A case that proves the importance of proof!
Certainly not the easiest of claims to win – Our client stepped on an abandoned packet of fruit sweets left on the floor of the shopping mall she worked at resulting in a fractured elbow and ongoing shoulder problems.
As you can expect, these kinds of cases are very hard to win – but when you have The Injury Lawyers fighting your corner for the case, we’ll take it all the way if we think we can beat our opponent!
The initial Defendant we pursued was the company responsible for the mall, but the company who were contracted to provide cleaning services were ultimately the settling party. Both strenuously denied liability citing that the mall operates a system of cleaning and inspection to watch out for hazards like the one our client fell on.
The duty in law, known as The Occupiers Liability Act, says that reasonable steps must be taken to prevent slipping and tripping hazards. Having a system of cleaning and inspection would be classed as a reasonable step; so on the face value of things it appears that, in this case, reasonable steps were taken.
But it’s one thing to allege you have taken reasonable steps and it is an entirely different thing to prove it! Despite these types of cases always being extremely difficult to win given that the law is heavily on the side of the Occupier, we fought them for a payout!

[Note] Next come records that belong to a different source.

PR #309, opened 2021-04-08
Awicm3 master

JanStreffing:
This allows us to run the lastest master branches that contain physics fixes for awicm3 from Tido Semmler.


JanStreffing:
This is the first time I implement new branches for awicm3. I'd like to have a style review.

configs/setups/awicm3/awicm3.yaml
```diff
@@ -30,7 +34,7 @@ general:
             add_include_models:
             - xios
 
-        version: "1.0-deck"
+        versions: "1.0-deck"
```
mandresm, line 37: We need to define a default `version`. Which version is entirely up to you, but a default needs to be given, otherwise this can result into problems for ESM-Tools I think

denizural, line 37: Does it work really with `version` instead of `versions`?

configs/setups/awicm3/awicm3.yaml
```diff
@@ -294,13 +299,21 @@ fesom:
         # Sets kkp_kv0 in namelist.cvmix to 5e-2 for the 1.0-deck version to be able to reproduce
         # old experiments. 5e-3 is a better value so it is used for XIOS version
         choose_general.version:
+                "1.0-master":
+                        model_tag: "awicm-3-master"
+                        # namelist_dir: "${model_dir}/fesom-2.0-master/config/" TODO: this is the line we actually want to use
```
mandresm: `model_dir` during run time refers to the folder of that particular component (i.e. `model_dir` in this case should be `<path_to_model_folder>/awicm3-1.0-master/fesom-2.0-master`), each component has its own `model_dir`. So I would suggest to write this:
```
namelist_dir: "${model_dir}/config/"
```

configs/setups/awicm3/awicm3.yaml
JanStreffing: no that looks like a typo. strange that is caused no error. but im not using 1.0-deck here. I'll fix it

namelists/fesom2/awicm3/awicm-3-master/namelist.io
```diff
@@ -0,0 +1,45 @@
...
+ldiag_dMOC       =.false.
+ldiag_DVD        =.false.
+ldiag_forc       =.false.
+/
+
+&nml_listsize
+io_listsize=100 !number of streams to allocate. shallbe large or equal to the number of streams in &nml_list
+/
+
+# for sea ice related variables use_ice should be true, otherewise there will be no output
```
denizural: This is a FORTRAN namelist, right? I think you need `!` instead of `#`. Be careful

JanStreffing: In this case it's the namelist I got from the fesom2 source code. Fixed here: https://github.com/FESOM/fesom2/pull/92/files
I'll fix this in the esm-tools after it's merged there.

The idea of this branch is that we can use their namelists directly.

configs/components/oifs/oifs.yaml
```diff
@@ -100,6 +101,15 @@ compile_infos:
             branch: foci_conserv
             comp_command: cd make; ../fcm/bin/fcm make -v -j24 -f oifs.cfg
             destination: 40r1
+          43r3-master:
+            requires:
+            - oasis3mct-4.0-awicm3-frontiers
+            branch: master
+            comp_command: export OIFS_TOPLEVEL_DIR=${model_dir}; cd make; ../fcm/bin/fcm make
+              -v -j8 -f oifs.cfg ; cp -p esm/oifs/bin/master.exe esm/oifs/bin/oifs
```
denizural: I did not understand the copying of the binary `master.exe` to `oifs`. Is there a reason for the `master.exe` to stay in the same directory? What about linking? I never used OIFS, btw.

configs/setups/awicm3/awicm3.yaml
```diff
@@ -17,10 +17,14 @@ general:
                 - rnfmap
                 - oasis3mct
 
-        available_versions:
+        available_version:
```
mandresm: This is incorrect, it should be `available_versions`.

mandresm (changes requested):

configs/components/oifs/oifs.yaml
JanStreffing: probably better to mv actually. Less confusion about why there might be two executable. I'll fix that.

configs/setups/awicm3/awicm3.yaml
denizural: 👍

JanStreffing:
ohh.. I just found something bad.
we are downloading fesom2 from gitlab instead of github. When working on older branches or tags that makes no difference, but for the latest master branch it does.

This master branch is from 25. of February. Let's me see what happens if I change that...

mandresm:
> ohh.. I just found something bad.
> we are downloading fesom2 from gitlab instead of github. When working on older branches or tags that makes no difference, but for the latest master branch it does.
> 
> This master branch is from 25. of February. Let's me see what happens if I change that...

That is not the case for the deck version, there we use `fesom-2.0-jio` version. In this version you see we specifically define `git-repository` to be the GitHub one. I will copy that inside `fesom-2.0-master` version.

JanStreffing:
I would suggest changing the default to github instead. Nobody should start working on gitlab anymore. Only those that specifically need old branches from there should select it.

JanStreffing:
I'm testing again with the suggested changes and trying to run straight from the fesom source code folder namelists, as well as with the latest version from github. 

Ty for the feedback so far.

mandresm:
> I would suggest changing the default to github instead. Nobody should start working on gitlab anymore. Only those that specifically need old branches from there should select it.

I don't agree. I am not sure if there is a particular reason why people is using gitlab in `awicm2` or `awiesm2`. We should not change this kind of defaults without some agreement with the parts involved, cause it can potentially break things that were already working, and we won't realize until we merge into develop, and by that time we probably forgot that we made this major change in fesom.

denizural:
+1 from my side. There should be an agreement on which repository to use. Otherwise, I am sure that there will be a lot of confusion at later stages.

JanStreffing:
Agreed, let's talk about it Monday morning. I think there could be significant benefit for all of us in using the fesom2 repository that the core fesom2 development is taking place on. I see that these is still significant activity regarding fesom2 recom on gitlab as well.

configs/components/fesom/fesom-2.0.yaml
```diff
@@ -13,11 +13,14 @@ choose_version:
...
     git-repository:
-    - https://github.com/FESOM/fesom2.git
     - https://gitlab.dkrz.de/FESOM/fesom2.git
+    - https://github.com/FESOM/fesom2.git
     install_bins: bin/fesom.x
   2.0-master:
     branch: master
+    destination: fesom-2.0
+    git-repository:
+    - https://gitlab.dkrz.de/FESOM/fesom2.git
```
mandresm: Here you want the github one right?

JanStreffing:
Ok i found some time to finish this. I think it's ready for merging.

PR #311, opened 2021-04-09
Aleph machine file

JanStreffing:
I think this should be a clean merge. After that I can continue branching off an awicm-3-frontiers branch that will contain a feature that is very similar to awicm-3-master. That branch can then be used to test PBS on Aleph not just with a testcase but with the real model.

### DIFF
--- a/configs/components/oifs/oifs.env.yaml
+++ b/configs/components/oifs/oifs.env.yaml
@@ -257,10 +257,11 @@ compiletime_environment_changes:
         - 'OIFS_NETCDFF_INCLUDE=-I$NETCDF_DIR/include'
         - 'OIFS_NETCDFF_LIB="-L$NETCDF_DIR/lib -lnetcdff"'
         - 'OIFS_FC=${computer.fc}'
-        - 'OIFS_FFLAGS="-align array32byte -O2 -h cpu=x86-skylake -h byteswapio"'   #TODO: Test: -O3 -hfp3
+        - 'OIFS_FFLAGS="-emf -O2 -h cpu=x86-skylake -h byteswapio"'   #TODO: Test: -O3 -hfp3
+        - 'OASIS_FFLAGS=$OIFS_FFLAGS'
         - 'OIFS_FFIXED="-ffixed"'
         - 'OIFS_FCDEFS="BLAS LITTLE LINUX INTEGER_IS_INT"'
         - 'OIFS_LFLAGS='
         - 'OIFS_CC=${computer.cc}'
-        - 'OIFS_CFLAGS="-O2 -h cpu=x86-skylake"'
+        - 'OIFS_CFLAGS="-emf -O2 -h cpu=x86-skylake"'
         - 'OIFS_CCDEFS="LINUX LITTLE INTEGER_IS_INT _ABI64 BLAS"'
--- a/configs/components/oifs/oifs.env.yaml
+++ b/configs/components/oifs/oifs.env.yaml
@@ -257,10 +257,10 @@ compiletime_environment_changes:
         - 'OIFS_NETCDFF_INCLUDE=-I$NETCDF_DIR/include'
         - 'OIFS_NETCDFF_LIB="-L$NETCDF_DIR/lib -lnetcdff"'
         - 'OIFS_FC=${computer.fc}'
-        - 'OIFS_FFLAGS="-r8 -fp-model precise -align array32byte -O3 -qopenmp -xCORE_AVX2 -g -traceback -convert big_endian"'
-        - 'OIFS_FFIXED=""'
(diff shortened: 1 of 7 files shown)


configs/machines/aleph.yaml
```diff
@@ -0,0 +1,124 @@
...
+        "serial":
+                cores_per_node: 1
+
+logical_cpus_per_core: 2
+
+threads_per_core: 1
+pool_dir: "/proj/awi"
+
+pool_directories:
+        pool: "/proj/awi"
```
denizural: Not only for this file but I think that we need some form of consistency for the directory paths. I opt for using a directory separator (`/`) at the end of the paths. I realized that sometimes there are errors due to a missing slash at the end. What do you think @mandresm?

configs/machines/aleph.yaml
```diff
@@ -0,0 +1,124 @@
...
+hyper_flag: ""
+
+# standard environment setup
+#
+#
+
+useMPI: cray_mpich
+
+module_actions:
+        - "load ${PrgEnv}"
```
denizural, line 48: @JanStreffing, what about starting with a `module purge` here? Maybe it is not necessary but at least it is a measure against conflicting module loads.

configs/machines/aleph.yaml
```diff
@@ -0,0 +1,124 @@
...
+                PrgEnv: PrgEnv-intel
+
+                fc: '"mpiifort -mkl"'
+                f77: '"mpiifort -mkl"'
+                mpifc: mpiifort
+                mpicc: mpiicc
+                cc: mpiicc
+                cxx: mpiicpc
+
+                launcher_flags: "-n @nproc@ -N @nproc_per_node@ -d @cpus_per_proc
```
denizural: **Typo alert!** missing `@`

configs/machines/aleph.yaml
```diff
@@ -0,0 +1,124 @@
...
+                        env OMP_NUM_THREADS=@omp_num_threads@ -cc depth"
+
+                add_export_vars:
+                        MPIROOT: ${I_MPI_ROOT}/intel64
+                        KMP_AFFINITY: disabled
+        cray_mpich:
+                PrgEnv: PrgEnv-cray/6.0.4
```
denizural, line 114: Is `PrgEnv-cray/6.0.4` a valid directory?

configs/components/oifs/oifs.env.yaml
```diff
@@ -232,3 +236,31 @@ compiletime_environment_changes:
         - 'OIFS_CC=${computer.cc}'
         - 'OIFS_CFLAGS="-fp-model precise -O3 -xCORE_AVX2 -g -traceback -qopt-report=0"'
```
denizural, line 237: I see that quite often. What is the point of mixing `-O3` (aggressive optimization) and `-traceback` (runtime error stuff) and `-g` (debug). Any thoughts? Maybe from @dbarbi ?

configs/machines/aleph.yaml
JanStreffing: That wont work on Aleph. There are modules that you cant get back after you purge. I had a lot of trouble with this in the beginning.

configs/machines/aleph.yaml
JanStreffing: Its a module name I guess. right @mandresm ?

configs/components/oifs/oifs.env.yaml
JanStreffing: Make it fast, but if if does crash you know where from. I think -traceback -g are not very expensive options. The -O flags do a lot more in terms of speed. Especially O0 to O2 on intel and O0 to O1 on cray.

JanStreffing:
Ty for the comments @denizural !

configs/components/oifs/oifs.env.yaml
denizural: Here is a nice read: https://software.intel.com/content/www/us/en/develop/documentation/fortran-compiler-oneapi-dev-guide-and-reference/top/compilation/debugging/debugging-and-optimizations.html

> Note that if you specify an O1, O2, or O3 option with the -g (Linux* and macOS*) or /debug:full (Windows*) option, some of the debugging information returned may be inaccurate as a side-effect of optimization.

configs/machines/aleph.yaml
denizural: My bad, you are right. I had to use the search function before jumping in 🤦‍♂️

configs/machines/aleph.yaml
JanStreffing: Always saver to add them. I'll do so here.

PR #315, opened 2021-04-13
Changeing fesom2 default repo for future branches

### LINKED ISSUE #314: FESOM2 default repository
I posed the question of the FESOM2 default repository on the FESOM2 repo:
https://github.com/FESOM/fesom2/issues/94
To quote @koldunovn:

- Q: Is still this reflective of the policy of the FESOM developers? Has the default changed to github?
A: The policy is now that the default is github, gitlab is only synced sporadically. We have not decided on gitlab's fate yet. I would close it, but there are people who still do work there, so it should be discussed.

- Q: Are there plans to automatically sync the two, such that we would not even have to make a choice?
A: Currently it happens by hand, so not very reliable. Even if it would happen automatically, I would still put github as a default, since the number of lucky people who have DKRZ account in this world is fairly limited :)

- Q: Or are there branches on gitlab that are not supposed to go public?
A: I don't know, but I see that not everyone has moved to github jet, maybe they have their reasons.

From this I would suggest the following: We should probably change the default to github, as the fate of gitlab is in question and it is not considered default by FESOM developers.

@dbarbi You mentioned that setting up automatic synchronization is easy to set up. Maybe @koldunovn would like to know?

For a practical implementation that does not mess with any existing setups I would suggest to:
- Switch the default to github
- Remove github from individual branch checkouts
- Add gitlab to all branch checkouts that did not have github so far

This way nothing should change for any existing esm_tools FESOM2 users. Only when new FESOM2 branch selections are made in fesom-2.0.yaml the default well be github in the future. This way we might be able to avoid having to get feedback from every single fesom2 user.

What do you think?

JanStreffing:
The intent is not to change anything for existing branches. Only the default for future developments. Linked to #314

### DIFF
--- a/configs/components/fesom/fesom-2.0.yaml
+++ b/configs/components/fesom/fesom-2.0.yaml
@@ -13,8 +13,8 @@ choose_version:
   '2.0':
     branch: 2.0.2
     git-repository:
-    - https://gitlab.dkrz.de/FESOM/fesom2.git
     - https://github.com/FESOM/fesom2.git
+    - https://gitlab.dkrz.de/FESOM/fesom2.git
     install_bins: bin/fesom.x
   2.0-esm_interface:
     branch: using_esm-interface_yac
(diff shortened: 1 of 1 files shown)


koldunovn (approved):
Make sense :)

mandresm (approved):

As a firm of specialist personal injury lawyers we have access to the best legal services on offer. After careful speculation of their defence and evidence provided, it was clear that there was no evidence to show that they had completed their inspections on the day of the accident. Whilst they had provided us with cleaning schedules, signing in sheets for cleaners, and job sheets with time allocations, there was nothing to show what, if anything, had actually been done on the actual day our client was injured.
It was clear that we would need to issue Court proceedings and obtain all the evidence we needed to take this case through the Court system and we did just that. The case was handled within our specialist litigation department who exchanged evidence with the solicitors for the two Defendants. We maintained all along that we were not satisfied at the lack of evidence to show that the cleaners performed their duties on the day of the accident.
The closer a case moves toward trial, the better chance there is to settle it. Court can be an unpredictable state of affairs where a claim could swing either way based on who the Judge is on the day of the trial. We always put our opponents under pressure by making time limited settlement offers with cost consequences in the later stages of the litigation process.
This tactic of course was successful – whist the initial offer wasn’t accepted, our client was happy to accept a counter offer from the solicitors acting for the cleaning company. In summary, we managed to settle a difficult case where there were clear risks in taking it to trial. Our argument that there was no evidence for cleaning and inspection on the actual day would be very difficult to hold in a Court of law. Whilst the point we made is right on the mark, Judges tend to favour the opponents in these kinds of cases and it could easily have gone the other way.
The moral of the case is simple though – if you fight your clients’ corners like we do we can obtain a settlement in the most difficult of cases.